In other words, it is simply not the same thing to be white as it is to be of color. As Professor Lopez shows in his book “White By Law,” race is a fluid category that is determined as much by public attitude as it is by any visual indicators that we have come to associate with it. Race is simply a way of keeping benefits in the hands of one group, while leaving everyone else in a systematically subordinated role.


The creation of white privilege is a process that passes acquired goods and benefits from one generation to the next. From America’s inception, whiteness has been used to keep certain groups out in order to exploit them. The clearest example of this is slavery, but there have been many lesser examples, such as the use of immigrants as cheap labor by exempting them from the standards and pay that one would reserve for white workers. Over time, many groups that were not originally “white” have been able to become white through a process of assimilation and the accumulation of resources — this group includes Italians, Irish, and Jews. (Read more about how the Irish and Jews became white) However, whiteness needs an “Other” to define itself by, and those whose skin is most different from the skin color associated with “whiteness” — that is to say, people of color–are forever shut out from the benefits of white privilege. As a result, people of color are shut out from all the opportunities that whiteness reserves for itself, and instead are damaged by all the ways in which a system that rewards whites and subordinates others maintains the status quo of white domination.

Did you know?

It’s great to be white in America:

If you are white in America you can expect…

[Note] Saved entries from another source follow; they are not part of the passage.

PR #5686, opened 2017-03-03
(PUP-7294) Performance benchmark for hiera_include

Iristyle:
- Similar to the hiera_function benchmark, this benchmark will call
   the hiera_include function over a large hiearchy.

   The dataset was chosen to demonstrate a Puppet 4.9 regression where
   the same benchmark runs approximately 5x slower than Puppet 4.8.2

   Additionally, note that if groups.yaml has an additional
   hierarchy added that it will run about 50% slower.  If the number
   of users nested under a particular group is doubled from 125 to
   250 that the benchmark will run 4x slower instead of 2x.

Paired-with: Josh Cooper <josh@puppet.com>

### DIFF
--- a/benchmarks/hiera_include/benchmarker.rb
+++ b/benchmarks/hiera_include/benchmarker.rb
@@ -1,0 +1,101 @@
+require 'fileutils'
+
+class Benchmarker
+  include FileUtils
+
+  def initialize(target, size)
+    @target = target
+    @size = size > 100 ? size : 100
+  end
+
+  def setup
+    require 'puppet'
+    @config = File.join(@target, 'puppet.conf')
+    Puppet.initialize_settings(['--config', @config])
+    envs = Puppet.lookup(:environments)
+    @node = Puppet::Node.new('testing', :environment => envs.get('benchmarking'))
+  end
+
+  def run(args=nil)
+    @compiler = Puppet::Parser::Compiler.new(@node)
+    @compiler.compile do |catalog|
+      scope = @compiler.topscope
+      scope['confdir'] = 'test'
+      @size.times do
+        100.times do |index|
+          hiera_func = @compiler.loaders.puppet_system_loader.load(:function, 'hiera_include')
+          hiera_func.call(scope, 'common_entry')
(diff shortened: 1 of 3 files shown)


benchmarks/hiera_include/benchmarker.rb
```diff
@@ -0,0 +1,101 @@
...
+      YAML
+    end
+
+    File.open(groups_yaml, 'w') do |f|
+      f.puts(<<-YAML)
+---
+puppet:
+  staff:
+    groups:
+      YAML
```
Iristyle: @thallgren if you add additional hierarchy, the benchmark runs slower.

benchmarks/hiera_include/benchmarker.rb
```diff
@@ -0,0 +1,101 @@
...
+
+      0.upto(50).each do |i|
+        f.puts("      group#{i}:")
+        0.upto(125).each do |j|
```
Iristyle: @thallgren if you bump 125 to 250, the benchmark runs 4x slower instead of 2x slower

benchmarks/hiera_include/benchmarker.rb
```diff
@@ -0,0 +1,101 @@
...
+          f.puts("        - user#{j}")
+        end
+      end
+    end
+
+    File.open(dummy_class_manifest, 'w') do |f|
+      f.puts("class dummy_class { }")
+    end
+
+    File.open(common_yaml, 'w') do |f|
```
Iristyle: We can collapse the contents of `common.yaml` with `groups.yaml` and end up with the same result.  Happy to update the PR with those changes if it makes things clearer.

I was trying to find a way to eliminate the `dummy_class` to further reduce what's necessary to induce the pathological behavior, but couldn't find a way to do so - seems that there must be at one class defined somewhere to make the call to `hiera_include` like:

```ruby
hiera_func = @compiler.loaders.puppet_system_loader.load(:function, 'hiera_include')
hiera_func.call(scope, 'common_entry')
```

* to live long enough to receive social security benefits

* that your child will live longer than a Black child

* to be only 25% as likely as a black family to live below the poverty line

* to be only half as likely to be unemployed as a Black person

* to score higher on standardized test that are calibrated to your performance

* to be more likely to have access to costly preparation for standardized tests

* to be more likely attend a high school that teaches a substantial number of “AP” courses

* to be more likely to have a relative who attended the college or university of your choice than a person of color

* to be less than 1/3 as likely to be murdered as Latinos and Asians and less than 1/6 as likely as Blacks

* to be more likely to have inherited a home or some other form of wealth

* to be able to live in an integrated neighborhood if you so choose

* to be called back for a job interview (even if you have a criminal record and your competition doesn’t!)

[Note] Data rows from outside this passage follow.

PR #5687, opened 2017-03-04
(PUP-7301) Avoid unnecessary type inference

thallgren:
Since type inference might potentially be very expensive (an instance
can be a very large hash or array), it should only be used unless there
are no cheaper alternatives.

This commit aims to limit the number of type inferences that are
performed during normal execution by:

1. Removing the need for inferring argument types in a call. Instead,
   the callable checks if the argument array is an instance of the
   parameter tuple and if the block is an instance of the block type.
2. Adding some `#instance?` methods where it is relatively easy to
   compute the result without inferring the type.

The rake task `benchmark:hiera_include` shows a very drastic improvement
with this commit in place.

### DIFF
--- a/lib/puppet/pops/types/types.rb
+++ b/lib/puppet/pops/types/types.rb
@@ -138,13 +138,22 @@ class PAnyType < TypedModelObject
     end
   end
 
-  # Returns `true` if this instance is a callable that accepts the given _args_
+  # Returns `true` if this instance is a callable that accepts the given _args_type_ type
   #
-  # @param args [PAnyType] the arguments to test
+  # @param args_type [PAnyType] the arguments to test
   # @param guard [RecursionGuard] guard against recursion. Only used by internal calls
   # @return [Boolean] `true` if this instance is a callable that accepts the given _args_
-  def callable?(args, guard = nil)
-    args.is_a?(PAnyType) && kind_of_callable? && args.callable_args?(self, guard)
+  def callable?(args_type, guard = nil)
+    args_type.is_a?(PAnyType) && kind_of_callable? && args_type.callable_args?(self, guard)
+  end
+
+  # Returns `true` if this instance is a callable that accepts the given _args_
+  #
+  # @param args [Array] the arguments to test
+  # @param block [Proc] block, or nil if not called with a block
+  # @return [Boolean] `true` if this instance is a callable that accepts the given _args_
+  def callable_with?(args,  block = nil)
+    false
   end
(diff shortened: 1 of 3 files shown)


lib/puppet/pops/types/types.rb
```diff
@@ -666,12 +677,21 @@ def _assignable?(o, guard)
...
   def self.register_ptype(loader, ir)
     create_ptype(loader, ir, 'AnyType')
   end
 
   def instance?(o, guard = nil)
-    assignable?(TypeCalculator.infer(o), guard)
+    if KNOWN_SCALARS.any? { |scalar_class| o.is_a?(scalar_class) }
+      true
+    elsif KNOWN_NON_SCALARS.any? { |scalar_class| o.is_a?(scalar_class) }
+      false
```
joshcooper: Could this be converted to a hash lookup instead of linear scan (albeit a short one), e.g

```ruby
KNOWN_SCALARS = { String => true, ...}
...
if KNOWN_SCALARS[scalar_class]
  true
...
```

thallgren: This can be improved for sure. There are two ways to do that:
1. Replace Integer, Float, Timespan, and Timestamp with just Numeric. They are all subclasses anyway so the #is_a? would cover them.
2. Do what you suggest and use a Hash. That will however require that the Hash contains all possible subclasses.
Given that the list will be 3 entries shorter if I change according to #1, I think that would be my preference. Do you agree?

joshcooper: Might also be able to do:

```
case scalar_class
when Numeric, FalseClass, TrueClass, ..
  true
when Array, Hash, PAnyType, NilClass
  false
else
  ...
end
```

since that will use triple equals `===`. I assume ruby builds a lookup table instead of doing a linear scan?

thallgren: In my experience, a case/when is generally slower.  And Ruby will do a linear scan here, testing each expression with ===. There is no key to use for lookup.

thallgren: I wrote [a performance test](/thallgren/ruby-performance/blob/master/case_versus_array_isa_match.rb) for this. The results surprised me a bit. The absolute fastest way to do this test is none of the ones we've been discussing. It's an if/elsif/else statement. I'll change the test accordingly.

Iristyle: 👍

Rebecca Blank America Becoming, Racial Trends and their Consequences, Vol. 1

HUD report on discrimination in metropolitian housing markets

United Nations development programme press release: May 25, 1993

Those who have benefited from white privilege are unaware of it because of the way in which whiteness operates. Whites find themselves reaping the fruit of trees that they never planted, but that were there as long as they can recall — always just there and to which they have always been entitled. Their ignorance as to who planted, and tended the tree in the first place thwarts the efforts of those who are trying to shake the fruits loose for themselves in the post-civil rights era. The MCRI is an attempt to keep whiteness, and its “serendipitous” fruits above the reach of people of color and to hinder their ability to negotiate for resources and opportunities in the institutions in which they live and work.

Peggy McIntosh introduces a way of thinking about racism that is often ignored. Even those of us who have come to understand that racism manifests itself not only in the the actions of individual, irrational actors, but also in society’s structures and institutions, think of racism as something that puts subordinated others at a disadvantage. Racism, in the form of white privilege, however, puts whites at an advantage. McIntosh describes white privilege as “an invisible weightless knapsack of special provisions, maps, passports, codebooks, visas, clothes, tools , and blank checks.” Not only does it put whites at an advantage, there is no mechanism by which it is brought to their attention. Consequently, whites are often oblivious to the reality of white privilege and, therefore, come to view disparities in wealth, educational, employment and — and even in health outcomes — as normal. Click HERE to learn more about the Invisible Knapsack.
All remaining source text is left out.